# 07 Silverado Diesel??? Thoughts?



## Jungda99 (Nov 17, 2006)

Hello,

I am thinking of selling my 06 Chevy Crew Cab LT gas and buying a used 2500HD Diesel

I am looking at a 07 2500 HD LT diesel with 75,000 miles. It is listed at $26K (similar trucks with 30-40K miles are about $30-32K ish

I have never owned a diesel and don't know much about them. My dad is a retired auto mechanic (gasoline engines only) so he thinks I am crazy and offers no advice.

Any of you have any information on this year duramax? issues?? what about the allison tranny...do I have any issues with that?

How does this year engine do for fuel mileage? towing/not towing

I am a die hard chevy guy so please don't turn this into a ford dodge debate.

Thanks in advance

on a side note...any interest in a 06 1500 Crew Cab LT Black, Moon roof...basically everything except nav and DVD...75,000miles $18000


----------



## hunt4P&amp;Y (Sep 23, 2004)

Look for about 12-14 MPG $100 fuel filters $80 oil changes... fuel problems in the winter... starting issues. Having to plug it in..

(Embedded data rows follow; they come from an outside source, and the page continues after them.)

PR #873, opened 2020-12-29
Update plotting library to 4.2.1 and include in Bazel build

hgiesel:
This also includes updating it from version 0.8.3 to 4.2.1.
Honestly, I thought that would break the stats page, but everything seems fine to me. If anything it might have gotten quicker (?).

EDIT: also installing flot caused the yarn.lock to reflow, creating this huge diff. I don't know if there's a way to prevent this, I often have this on my own projects as well, where I usually just suck it up.


hgiesel:
Never mind, I thought that plotting library was used for the new graphs...

However, it still stands that, surprisingly, the old stats still works. However updating it makes less sense, as it's already considered obsolete. I'll leave it up to you, [here are the versions that are available on npm](https://www.npmjs.com/package/flot).

dae:
Yeah, this was not a high priority as the old graphs are on the way out, but since you've done the work already, we may as well use it :-)

dae:
I had to revert this:

https://github.com/ankitects/anki/commit/9e1eaacc0695248d2f72b8b41cda4e0e9280c282

hgiesel:
Testing it again now, I also get the same issue. I don't know what I did the first time, I might have tested in the wrong branch 🤦 I'm sorry for the trouble.

dae:
No problem, appreciate your work on moving these JS deps over to Bazel.

PR #874, opened 2020-12-29
Update _updateQa

hgiesel:
1. Use `jQuery`s `.promise()`, now that we update jQuery to 3.x
2. Fix a typing error I've overseen (`() => Promise<any>[]` is a function that returns an array of promises, not an array of functions returning promises)
3. Prefer `declare var` over `@ts-ignore`
4. Use async/await syntax, making it easier on the eyes


dae:
Thanks Henrik - I'm relatively inexperienced with JavaScript, so the help is appreciated.

PR #876, opened 2020-12-29
Remove duplicated "in" in Python 3.8 instructions

gukgurgel:


dae:
Thanks Gustavo, I've pushed a similar change.

PR #877, opened 2020-12-30
Update Jquery UI and include in Bazel deps

hgiesel:
Same treatment for jquery-ui. Updates jquery-ui from 1.11.4 to 1.12.1.

Small caveat: I've installed from an npm repo called [jquery-ui-dist](https://www.npmjs.com/package/jquery-ui-dist), which I'm not sure is affiliated with the official [jquery-ui](https://www.npmjs.com/package/jquery-ui) repo, however the official one does not include the minified dist file.

This time I made sure to observe the broken behavior first, without the library, and that reinserting it fixed it again. :)
Also included again unfortunately is that giant yarn.lock reflow


dae:
Thanks!

dae:
The yarn.lock churn is likely due to you using a different yarn version on your machine. Please use the newly added ./add.sh in the future - it will use the pinned yarn version, and ensure the licenses are updated after adding.

PR #878, opened 2020-12-30
Replace `_updatingQA` with promise-based `_updatingQueue`

hgiesel:
This PR revises the synchronization mechanism in `reviewer.ts`.
Before this, you used a `_updatingQa` boolean flag, to check whether an update was already running.
This PR replaces this with a promise-based synchronization mechanism.
All updates are pushed to the global `_updatingQueue`. This ensures (unlike before) that queued actions are executed in order.

A fun way to test it, is executing this inside the webview:
```js
_queueAction(() => new Promise((resolve) => setTimeout(() => { console.log('First'); resolve(); }, 5000)));
_queueAction(() => new Promise((resolve) => setTimeout(() => { console.log('Second'); resolve(); }, 5000)));
_showAnswer('<i>Third</i>')
```
After 5s, "First" is logged. After another 5s, "Second" is logged. Almost immediately afterwards the web view will be replaced with an italic "Third". 

Additionally, I added types for the remaining functions in reviewer.ts.

### DIFF
--- a/qt/aqt/data/web/js/reviewer.ts
+++ b/qt/aqt/data/web/js/reviewer.ts
@@ -27,7 +27,12 @@ function _queueAction(action: () => Promise<void>): void {
     _updatingQueue = _updatingQueue.then(action);
 }
 
-async function _updateQA(html, fadeTime, onupdate, onshown): Promise<void> {
+async function _updateQA(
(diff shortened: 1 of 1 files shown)


dae:
Thanks!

Up to you man I need a Diesel but if I didn't pull every day or push snow in the winter I would have a truck much like the one you are selling! BTW shoot me pics!


----------



## Jungda99 (Nov 17, 2006)

hunt4P&Y said:


> Look for about 12-14 MPG $100 fuel filters $80 oil changes... fuel problems in the winter... starting issues. Having to plug it in..
> 
> Up to you man I need a Diesel but if I didn't pull every day or push snow in the winter I would have a truck much like the one you are selling! BTW shoot me pics!


This is what is really weird...some people I talk to get 18-20 and never have any issues in the winter and some people talk more like you.

do they vary significantly from year to year? For instance if I talk to a guy that has an 04 should his performance be similar to an 07?

I will take some pics for you tonight


----------



## ruger1 (Aug 16, 2006)

> Jungda99 said:
> 
> 
> > This is what is really weird...some people I talk to get 18-20 and never have any issues in the winter and some people talk more like you.
> ...


I've noticed the same thing when talking to guys. The biggest thing I've noticed is this. The guys with the great milage and performance can never seem to prove it when the time comes. At least that's my experiences.


----------



## swift (Jun 4, 2004)

I just traded my 04 duramax on a new F150. I legitimatly got 20-22 mpg over the highway and 16 mpg in town. I never had a problem with it. I traded it because I put 150,000 miles on it and even though the engine and tranny will run for many more miles the chasis, seat controls and other parts do not. And they are not cheap to fix. I replaced the seat heater and it was over $200.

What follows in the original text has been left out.